=== PROBLEM STATEMENT ===
What appears from the first line of the records below through the line containing "So the editor" must be reproduced verbatim.

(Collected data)
============
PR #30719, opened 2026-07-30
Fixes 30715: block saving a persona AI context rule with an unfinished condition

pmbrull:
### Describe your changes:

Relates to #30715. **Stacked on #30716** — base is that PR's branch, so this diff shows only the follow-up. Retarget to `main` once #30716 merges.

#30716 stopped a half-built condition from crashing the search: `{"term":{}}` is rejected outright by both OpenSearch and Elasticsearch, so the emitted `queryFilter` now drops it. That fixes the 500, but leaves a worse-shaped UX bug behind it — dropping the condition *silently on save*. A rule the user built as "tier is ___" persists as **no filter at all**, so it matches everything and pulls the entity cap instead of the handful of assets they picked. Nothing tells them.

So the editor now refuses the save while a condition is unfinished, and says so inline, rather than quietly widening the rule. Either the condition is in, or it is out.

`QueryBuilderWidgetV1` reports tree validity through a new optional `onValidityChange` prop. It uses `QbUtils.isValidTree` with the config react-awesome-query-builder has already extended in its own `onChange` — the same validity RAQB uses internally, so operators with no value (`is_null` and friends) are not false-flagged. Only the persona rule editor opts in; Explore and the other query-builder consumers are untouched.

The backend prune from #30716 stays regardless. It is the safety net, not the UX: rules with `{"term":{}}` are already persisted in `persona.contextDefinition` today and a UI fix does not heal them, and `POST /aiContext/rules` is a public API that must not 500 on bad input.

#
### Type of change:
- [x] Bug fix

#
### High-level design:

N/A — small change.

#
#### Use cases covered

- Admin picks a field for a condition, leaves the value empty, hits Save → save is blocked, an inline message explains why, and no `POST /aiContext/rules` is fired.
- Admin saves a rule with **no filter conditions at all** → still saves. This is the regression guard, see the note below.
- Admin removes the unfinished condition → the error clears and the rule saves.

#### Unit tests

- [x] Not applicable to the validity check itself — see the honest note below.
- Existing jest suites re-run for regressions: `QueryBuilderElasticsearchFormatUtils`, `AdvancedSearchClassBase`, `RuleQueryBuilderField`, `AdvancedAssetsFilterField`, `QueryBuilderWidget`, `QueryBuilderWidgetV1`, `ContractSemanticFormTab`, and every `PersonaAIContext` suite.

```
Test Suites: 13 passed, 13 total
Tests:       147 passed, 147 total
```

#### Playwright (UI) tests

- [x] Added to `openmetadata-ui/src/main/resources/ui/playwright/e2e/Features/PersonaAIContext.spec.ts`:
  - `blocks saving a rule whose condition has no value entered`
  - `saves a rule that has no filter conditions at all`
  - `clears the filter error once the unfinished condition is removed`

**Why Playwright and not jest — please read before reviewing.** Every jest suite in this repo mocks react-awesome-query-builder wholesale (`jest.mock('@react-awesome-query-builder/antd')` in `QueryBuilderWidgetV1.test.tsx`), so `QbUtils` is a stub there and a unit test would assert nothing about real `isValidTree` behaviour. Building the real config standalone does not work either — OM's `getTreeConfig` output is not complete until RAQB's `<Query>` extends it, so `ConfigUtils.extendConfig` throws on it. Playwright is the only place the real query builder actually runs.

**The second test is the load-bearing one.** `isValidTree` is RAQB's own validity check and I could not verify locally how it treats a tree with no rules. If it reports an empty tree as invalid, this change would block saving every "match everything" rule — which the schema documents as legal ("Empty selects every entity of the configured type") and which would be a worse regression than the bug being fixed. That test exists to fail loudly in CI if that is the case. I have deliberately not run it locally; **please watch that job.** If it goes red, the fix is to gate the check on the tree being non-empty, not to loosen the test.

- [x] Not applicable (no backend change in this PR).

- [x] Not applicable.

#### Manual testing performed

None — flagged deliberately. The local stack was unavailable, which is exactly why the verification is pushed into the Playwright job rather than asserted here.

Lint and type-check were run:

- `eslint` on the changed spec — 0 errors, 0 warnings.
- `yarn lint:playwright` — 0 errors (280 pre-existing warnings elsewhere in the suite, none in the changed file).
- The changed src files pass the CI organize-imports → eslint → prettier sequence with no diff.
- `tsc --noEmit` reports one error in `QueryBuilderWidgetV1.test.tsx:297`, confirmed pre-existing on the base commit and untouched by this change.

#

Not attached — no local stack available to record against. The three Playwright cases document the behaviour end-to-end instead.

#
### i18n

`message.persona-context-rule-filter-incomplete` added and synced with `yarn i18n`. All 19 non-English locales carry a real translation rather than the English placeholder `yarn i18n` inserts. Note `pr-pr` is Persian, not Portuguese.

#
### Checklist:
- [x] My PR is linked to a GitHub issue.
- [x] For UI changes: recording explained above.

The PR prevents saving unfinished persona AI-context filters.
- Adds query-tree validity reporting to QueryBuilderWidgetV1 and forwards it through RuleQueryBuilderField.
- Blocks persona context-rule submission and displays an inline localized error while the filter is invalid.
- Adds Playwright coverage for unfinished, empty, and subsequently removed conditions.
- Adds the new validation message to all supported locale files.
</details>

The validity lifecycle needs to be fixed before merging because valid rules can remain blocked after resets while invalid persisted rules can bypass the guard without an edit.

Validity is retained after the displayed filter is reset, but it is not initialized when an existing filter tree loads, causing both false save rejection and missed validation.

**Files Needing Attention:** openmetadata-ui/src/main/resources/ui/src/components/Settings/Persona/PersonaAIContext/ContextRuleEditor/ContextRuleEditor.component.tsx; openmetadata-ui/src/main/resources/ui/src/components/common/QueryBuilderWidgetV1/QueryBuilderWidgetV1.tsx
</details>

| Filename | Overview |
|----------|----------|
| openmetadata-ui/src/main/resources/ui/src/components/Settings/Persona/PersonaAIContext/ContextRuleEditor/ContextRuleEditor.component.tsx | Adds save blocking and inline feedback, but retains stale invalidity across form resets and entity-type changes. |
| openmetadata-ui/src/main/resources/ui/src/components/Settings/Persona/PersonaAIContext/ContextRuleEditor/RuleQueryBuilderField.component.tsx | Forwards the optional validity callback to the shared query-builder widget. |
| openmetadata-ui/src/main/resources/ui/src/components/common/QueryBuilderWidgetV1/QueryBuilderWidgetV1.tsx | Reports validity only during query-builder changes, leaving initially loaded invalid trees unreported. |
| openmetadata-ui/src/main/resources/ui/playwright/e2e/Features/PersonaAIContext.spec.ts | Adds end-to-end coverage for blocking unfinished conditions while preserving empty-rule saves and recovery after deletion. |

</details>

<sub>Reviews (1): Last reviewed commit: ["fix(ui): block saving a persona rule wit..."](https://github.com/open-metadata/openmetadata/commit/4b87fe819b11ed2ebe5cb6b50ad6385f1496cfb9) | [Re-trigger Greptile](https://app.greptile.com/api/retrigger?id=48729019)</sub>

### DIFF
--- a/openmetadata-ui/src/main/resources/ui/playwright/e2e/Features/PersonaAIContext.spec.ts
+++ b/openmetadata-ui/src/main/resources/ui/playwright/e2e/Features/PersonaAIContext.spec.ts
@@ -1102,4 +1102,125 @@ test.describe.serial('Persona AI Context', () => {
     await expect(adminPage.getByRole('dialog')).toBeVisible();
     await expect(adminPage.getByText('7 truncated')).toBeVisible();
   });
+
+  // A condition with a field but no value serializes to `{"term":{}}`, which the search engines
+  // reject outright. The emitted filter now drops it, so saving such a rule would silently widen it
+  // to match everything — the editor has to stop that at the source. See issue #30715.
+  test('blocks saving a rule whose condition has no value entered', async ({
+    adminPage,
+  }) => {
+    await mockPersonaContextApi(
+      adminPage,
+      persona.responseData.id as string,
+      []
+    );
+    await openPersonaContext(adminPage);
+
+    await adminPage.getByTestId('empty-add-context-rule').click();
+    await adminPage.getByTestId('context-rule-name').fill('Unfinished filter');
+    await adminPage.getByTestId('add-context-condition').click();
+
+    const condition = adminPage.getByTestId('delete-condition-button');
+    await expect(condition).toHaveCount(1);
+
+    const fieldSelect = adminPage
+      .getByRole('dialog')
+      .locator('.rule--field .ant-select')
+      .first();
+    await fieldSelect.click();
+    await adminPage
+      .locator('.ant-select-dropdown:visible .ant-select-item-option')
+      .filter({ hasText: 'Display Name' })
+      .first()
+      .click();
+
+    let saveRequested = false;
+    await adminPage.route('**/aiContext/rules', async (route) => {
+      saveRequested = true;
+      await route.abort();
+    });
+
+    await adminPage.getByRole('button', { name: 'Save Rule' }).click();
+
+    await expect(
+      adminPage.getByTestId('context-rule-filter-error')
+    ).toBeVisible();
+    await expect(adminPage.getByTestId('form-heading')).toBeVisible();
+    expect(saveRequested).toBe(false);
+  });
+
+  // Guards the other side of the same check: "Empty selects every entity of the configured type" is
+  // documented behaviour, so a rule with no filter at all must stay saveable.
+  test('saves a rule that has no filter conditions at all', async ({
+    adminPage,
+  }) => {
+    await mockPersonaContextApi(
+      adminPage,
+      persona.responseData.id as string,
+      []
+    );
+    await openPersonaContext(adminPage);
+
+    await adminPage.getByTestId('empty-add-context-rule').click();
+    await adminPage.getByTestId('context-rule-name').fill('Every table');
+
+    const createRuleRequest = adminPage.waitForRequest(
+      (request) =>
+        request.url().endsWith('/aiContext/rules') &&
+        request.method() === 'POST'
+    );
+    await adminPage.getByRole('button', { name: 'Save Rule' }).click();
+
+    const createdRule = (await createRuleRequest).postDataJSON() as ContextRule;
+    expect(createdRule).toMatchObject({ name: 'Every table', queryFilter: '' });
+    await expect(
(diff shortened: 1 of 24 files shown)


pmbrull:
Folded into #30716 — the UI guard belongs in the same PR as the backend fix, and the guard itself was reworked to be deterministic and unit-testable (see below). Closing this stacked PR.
============
=== RESULT BELOW ===
PR #30719, opened 2026-07-30
Fixes 30715: block saving a persona AI context rule with an unfinished condition

pmbrull:
### Describe your changes:

Relates to #30715. **Stacked on #30716** — base is that PR's branch, so this diff shows only the follow-up. Retarget to `main` once #30716 merges.

#30716 stopped a half-built condition from crashing the search: `{"term":{}}` is rejected outright by both OpenSearch and Elasticsearch, so the emitted `queryFilter` now drops it. That fixes the 500, but leaves a worse-shaped UX bug behind it — dropping the condition *silently on save*. A rule the user built as "tier is ___" persists as **no filter at all**, so it matches everything and pulls the entity cap instead of the handful of assets they picked. Nothing tells them.

So the editor now refuses the save while a condition is unfinished, and says so inline, rather than quietly widening the rule. Either the condition is in, or it is out.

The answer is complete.